Let's consider the differential equation $$at^2\ddot x(t)+bt\dot x(t)+cx(t)=0$$ where $a\neq 0$ and $a,b,c\in\mathbb R$.
Now it says in my book that if $\varphi: (0,\infty)\to\mathbb R$ is a solution, then so is $\tilde\varphi: (-\infty,0)\to\mathbb R, \tilde\varphi(t)=\varphi(-t)$ and I don't understand that.
Don't we have $\frac{d}{dt}\varphi(-t)=-\dot\varphi(t)$? And then $\frac{d^2}{dt^2}\varphi(-t)=\frac{d}{dt}(-\dot\varphi(t))=-\ddot\varphi(t)$?
No matter what I do, if I plug in the derivatives of $\tilde\varphi$, I don't see how it solves the equation above but I'm sure there is a very simple error in my train of thought.
Your approach is fine, but something went wrong with signs and parentheses.

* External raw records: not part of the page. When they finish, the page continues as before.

PR #1141, opened 2020-04-06
Log error message in all retries

nachtmaar:
**Description**

- Log error message in `RetryOperation` with every retry
- `RetryOperation` only logged the error message then the last retry failed. If the whole operation (inclusive retries) takes long time (e.g. 1 hour), then a developer should not have to wait so long to see the error. Especially, if it is non recoverable error.

**Related issue(s)**

https://github.com/kyma-incubator/compass/issues/1013#issuecomment-601706654


nachtmaar:
ToDO:

- [ ] do the same change in provision_operation.go

PR #1147, opened 2020-04-07
Ensure every runtime has "name" label

sjanota:
**Description**

- [x] Add the "name" label to every newly created runtime
- [x] Add migration to add this label to already existing runtimes 
- [x] Adjust integration tests

**Related issue(s)**


components/schema-migrator/migrations/director/202007041321_add_name_labels_to_runtimes.up.sql
```diff
@@ -0,0 +1,10 @@
+
+INSERT INTO labels
+    (id ,tenant_id, runtime_id, "key", "value")
+SELECT uuid_in(md5(random()::text || clock_timestamp()::text)::cstring), unnamed.tenant_id, unnamed.runtime_id, 'name', to_json(unnamed.runtime_name)
```
dbadura, line 4: You can use `uuid` extension which should be in PostgreSQL or use pg-crypto
https://www.postgresqltutorial.com/postgresql-uuid/

sjanota: I had to bump psql image as the old one don't have the `uuid-ossp` extension

sjanota:
Generic mechanism for fitlering json labels can be tricky. Closing this one in favor. of simpler option: https://github.com/kyma-incubator/compass/pull/1158

PR #1151, opened 2020-04-07
Implement deprovisioning for Avs

abbi-gaurav:


components/kyma-environment-broker/internal/process/deprovisioning/avs_evaluations.go
```diff
@@ -0,0 +1,51 @@
...
+func (ars *AvsEvaluationRemovalStep) Run(deProvisioningOperation internal.DeprovisioningOperation, logger logrus.FieldLogger) (internal.DeprovisioningOperation, time.Duration, error) {
+	if deProvisioningOperation.AVSExternalEvaluationDeleted && deProvisioningOperation.AVSInternalEvaluationDeleted {
+		logger.Infof("Both internal and external evaluations have been deleted")
+		return deProvisioningOperation, 0, nil
+	}
+
+	provisioningOperation, err := ars.operationsStorage.GetProvisioningOperationByInstanceID(deProvisioningOperation.InstanceID)
+	if err != nil {
+		logger.Errorf("error while getting provisioning deProvisioningOperation from storage")
+		return deProvisioningOperation, time.Second * 10, nil
```
polskikiel, line 41: We don't want to fail or timeout the de-provisioning operation if some step is constantly failing. So our idea is to implement a function in the `internal/process/deprovision_operation.go`:
```
// RetryOperationWithoutFail retries an operation for at maxTime in retryInterval steps and omits the operation if retrying failed
func (om *DeprovisionOperationManager) RetryOperationWithoutFail(operation internal.DeprovisioningOperation, description string, retryInterval time.Duration, maxTime time.Duration, log logrus.FieldLogger) (internal.DeprovisioningOperation, time.Duration, error) {
	since := time.Since(operation.UpdatedAt)

	log.Infof("Retrying for %s in %s steps", maxTime.String(), retryInterval.String())
	if since < maxTime {
		return operation, retryInterval, nil
	}
	// update description to track failed steps
	updatedOperation, repeat := om.update(operation, domain.InProgress, description)
	if repeat != 0 {
		return updatedOperation, repeat, nil
	}

	log.Errorf("Omitting after %s of failing retries", maxTime.String())
	return updatedOperation, 0, nil
}
```
Using this function, you can execute a given number of retries for the error paths. In case your step exceeds the timeout, the deprovisioning operation won't fail and the processing queue will move to the next step.

components/kyma-environment-broker/internal/model.go
```diff
@@ -78,9 +78,12 @@ type ProvisioningOperation struct {
 	AVSEvaluationExternalId int64 `json:"avs_evaluation_external_id"`
 }
 
-// DeprovisioningOperation holds all information about provisioning operation
+// DeprovisioningOperation holds all information about de-provisioning operation
 type DeprovisioningOperation struct {
 	Operation `json:"-"`
+
+	AVSInternalEvaluationDeleted bool `json:"avs_internal_evaluation_deleted"`
```
polskikiel, line 85: I'd create separate structs for AVSFlags and AVSIDs under one struct AVS which I'd use here. reason: look comment below

components/kyma-environment-broker/internal/avs/delegator.go
```diff
@@ -112,3 +116,66 @@ func responseBody(resp *http.Response) string {
...
+	}
+
+	httpClient, err := del.clientHolder.getClient(logger)
+	if err != nil {
+		return err
+	}
+
+	resp, err := httpClient.Do(req)
+	if err != nil {
+		return err
```
polskikiel, line 161: you can add context to the errors above using `errors.Wrap()`

components/kyma-environment-broker/cmd/broker/main.go
```diff
@@ -218,6 +220,10 @@ func main() {
 			weight: 10,
 			step:   deprovisioning.NewRemoveRuntimeStep(db.Operations(), db.Instances(), provisionerClient),
 		},
+		{
+			weight: 1,
```
polskikiel, line 224: I'd prefer to have these steps sorted ascending by weight

components/kyma-environment-broker/internal/process/deprovisioning/avs_evaluations.go
abbi-gaurav: @polskikiel , it would be nice if all these are conventions are the part of the documentation.
The implementation so far was based on the documentation https://github.com/kyma-incubator/compass/blob/master/docs/kyma-environment-broker/03-03-runtime-provisioning-and-deprovisioning.md.

This could save time and reduce unnecessary wasted effort.

abbi-gaurav:
@polskikiel , please have a look. I have applied the changes

components/kyma-environment-broker/internal/process/deprovisioning/avs_evaluations.go
polskikiel: @abbi-gaurav You're right, I will update the documentation and add such a function in separate PR. Then you can just rebase and use it in your step.

polskikiel: https://github.com/kyma-incubator/compass/pull/1164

Note that $\frac{d}{dt}\big(\varphi(-t)\big)=-\dot\varphi(-t)$ and $$\frac{d^2}{dt^2}\big(\varphi(-t)\big)=\frac{d}{dt}\big(-\dot\varphi(-t)\big)=\ddot\varphi(-t).$$ Moreover, since $\varphi(t)$ is a solution $$at^2\ddot \varphi(t)+bt\dot \varphi(t)+c\varphi(t)=0.$$ Thus, by replacing $t$ with $-t$, we get $$a(-t)^2\ddot \varphi(-t)+b(-t)\dot \varphi(-t)+c\varphi(-t)=0$$ that is $$at^2\frac{d^2}{dt^2}\big(\varphi(-t)\big)+bt\frac{d}{dt}\big(\varphi(-t)\big)+c\varphi(-t)=0$$ which means that $t\to \varphi(-t)$ is a solution.